=== DATA SHOWN ===
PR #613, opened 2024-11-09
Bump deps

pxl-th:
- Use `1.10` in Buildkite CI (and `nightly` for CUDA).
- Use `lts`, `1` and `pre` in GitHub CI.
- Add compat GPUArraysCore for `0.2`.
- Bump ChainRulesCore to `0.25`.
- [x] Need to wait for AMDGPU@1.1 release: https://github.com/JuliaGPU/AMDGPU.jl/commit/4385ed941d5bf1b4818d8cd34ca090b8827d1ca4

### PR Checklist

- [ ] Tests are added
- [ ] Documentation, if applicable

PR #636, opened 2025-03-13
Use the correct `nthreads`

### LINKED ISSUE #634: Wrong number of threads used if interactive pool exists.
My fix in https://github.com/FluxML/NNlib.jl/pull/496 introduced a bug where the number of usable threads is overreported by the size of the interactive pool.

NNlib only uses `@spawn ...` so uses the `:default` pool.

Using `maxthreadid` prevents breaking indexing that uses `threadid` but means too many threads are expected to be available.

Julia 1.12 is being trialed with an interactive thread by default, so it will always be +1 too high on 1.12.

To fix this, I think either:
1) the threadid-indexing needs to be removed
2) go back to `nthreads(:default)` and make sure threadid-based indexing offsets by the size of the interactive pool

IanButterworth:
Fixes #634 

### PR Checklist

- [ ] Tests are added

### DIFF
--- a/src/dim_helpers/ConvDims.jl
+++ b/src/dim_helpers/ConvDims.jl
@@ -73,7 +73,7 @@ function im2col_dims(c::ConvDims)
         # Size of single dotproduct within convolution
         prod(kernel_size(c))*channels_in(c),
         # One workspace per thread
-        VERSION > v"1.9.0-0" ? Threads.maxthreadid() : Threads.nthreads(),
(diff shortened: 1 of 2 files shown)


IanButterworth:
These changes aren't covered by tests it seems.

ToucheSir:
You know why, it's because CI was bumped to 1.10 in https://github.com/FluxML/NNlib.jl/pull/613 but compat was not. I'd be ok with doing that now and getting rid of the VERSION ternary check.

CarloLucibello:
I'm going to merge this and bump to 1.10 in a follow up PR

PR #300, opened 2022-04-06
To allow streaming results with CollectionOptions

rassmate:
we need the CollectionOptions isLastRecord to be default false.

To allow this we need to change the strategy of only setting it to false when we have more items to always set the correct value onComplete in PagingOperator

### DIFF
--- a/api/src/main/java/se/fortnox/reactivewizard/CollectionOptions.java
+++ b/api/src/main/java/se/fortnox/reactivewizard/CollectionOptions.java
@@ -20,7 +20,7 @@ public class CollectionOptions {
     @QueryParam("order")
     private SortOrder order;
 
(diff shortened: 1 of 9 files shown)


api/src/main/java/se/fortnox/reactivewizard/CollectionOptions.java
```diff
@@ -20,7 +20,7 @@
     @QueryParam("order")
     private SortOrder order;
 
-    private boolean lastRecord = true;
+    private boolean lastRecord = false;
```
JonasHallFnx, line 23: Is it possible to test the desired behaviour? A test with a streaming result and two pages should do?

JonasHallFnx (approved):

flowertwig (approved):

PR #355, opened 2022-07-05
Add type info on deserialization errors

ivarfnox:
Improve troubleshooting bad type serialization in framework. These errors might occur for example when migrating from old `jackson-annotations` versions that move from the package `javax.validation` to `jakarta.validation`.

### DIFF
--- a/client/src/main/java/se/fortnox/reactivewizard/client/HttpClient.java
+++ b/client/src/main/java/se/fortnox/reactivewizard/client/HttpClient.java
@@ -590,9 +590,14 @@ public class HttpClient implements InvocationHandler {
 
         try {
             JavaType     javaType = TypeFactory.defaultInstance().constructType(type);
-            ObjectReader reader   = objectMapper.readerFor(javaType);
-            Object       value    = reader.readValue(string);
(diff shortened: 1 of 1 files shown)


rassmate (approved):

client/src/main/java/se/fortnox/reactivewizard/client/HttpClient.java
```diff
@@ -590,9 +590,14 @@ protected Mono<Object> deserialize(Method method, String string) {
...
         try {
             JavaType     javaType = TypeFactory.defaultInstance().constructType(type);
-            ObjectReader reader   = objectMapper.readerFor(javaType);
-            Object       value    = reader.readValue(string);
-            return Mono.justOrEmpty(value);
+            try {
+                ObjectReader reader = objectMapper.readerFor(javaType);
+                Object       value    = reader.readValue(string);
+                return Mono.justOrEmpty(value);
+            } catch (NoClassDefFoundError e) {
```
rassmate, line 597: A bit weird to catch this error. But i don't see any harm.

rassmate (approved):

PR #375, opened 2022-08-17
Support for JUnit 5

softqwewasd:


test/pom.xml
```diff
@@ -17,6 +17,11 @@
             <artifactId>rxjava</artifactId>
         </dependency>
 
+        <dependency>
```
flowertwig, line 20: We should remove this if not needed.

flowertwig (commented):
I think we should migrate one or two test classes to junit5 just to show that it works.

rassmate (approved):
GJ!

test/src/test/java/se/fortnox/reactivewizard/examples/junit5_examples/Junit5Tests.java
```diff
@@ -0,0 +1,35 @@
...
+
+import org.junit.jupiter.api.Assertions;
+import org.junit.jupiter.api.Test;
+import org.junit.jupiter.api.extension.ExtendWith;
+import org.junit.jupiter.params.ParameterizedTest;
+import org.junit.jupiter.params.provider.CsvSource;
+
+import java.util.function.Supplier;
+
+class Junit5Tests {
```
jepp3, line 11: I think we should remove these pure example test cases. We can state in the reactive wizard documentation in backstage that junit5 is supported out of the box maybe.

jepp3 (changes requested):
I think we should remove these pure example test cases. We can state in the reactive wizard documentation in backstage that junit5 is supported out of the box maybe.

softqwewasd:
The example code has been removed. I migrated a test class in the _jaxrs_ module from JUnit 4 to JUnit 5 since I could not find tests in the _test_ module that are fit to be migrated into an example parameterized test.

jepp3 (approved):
===
### WHAT THE TASK REQUIRES
Check the data for the word "string" and pull out the lines that have it.

### OUTPUT
-            Object       value    = reader.readValue(string);
@@ -590,9 +590,14 @@ protected Mono<Object> deserialize(Method method, String string) {
-            Object       value    = reader.readValue(string);
+                Object       value    = reader.readValue(string);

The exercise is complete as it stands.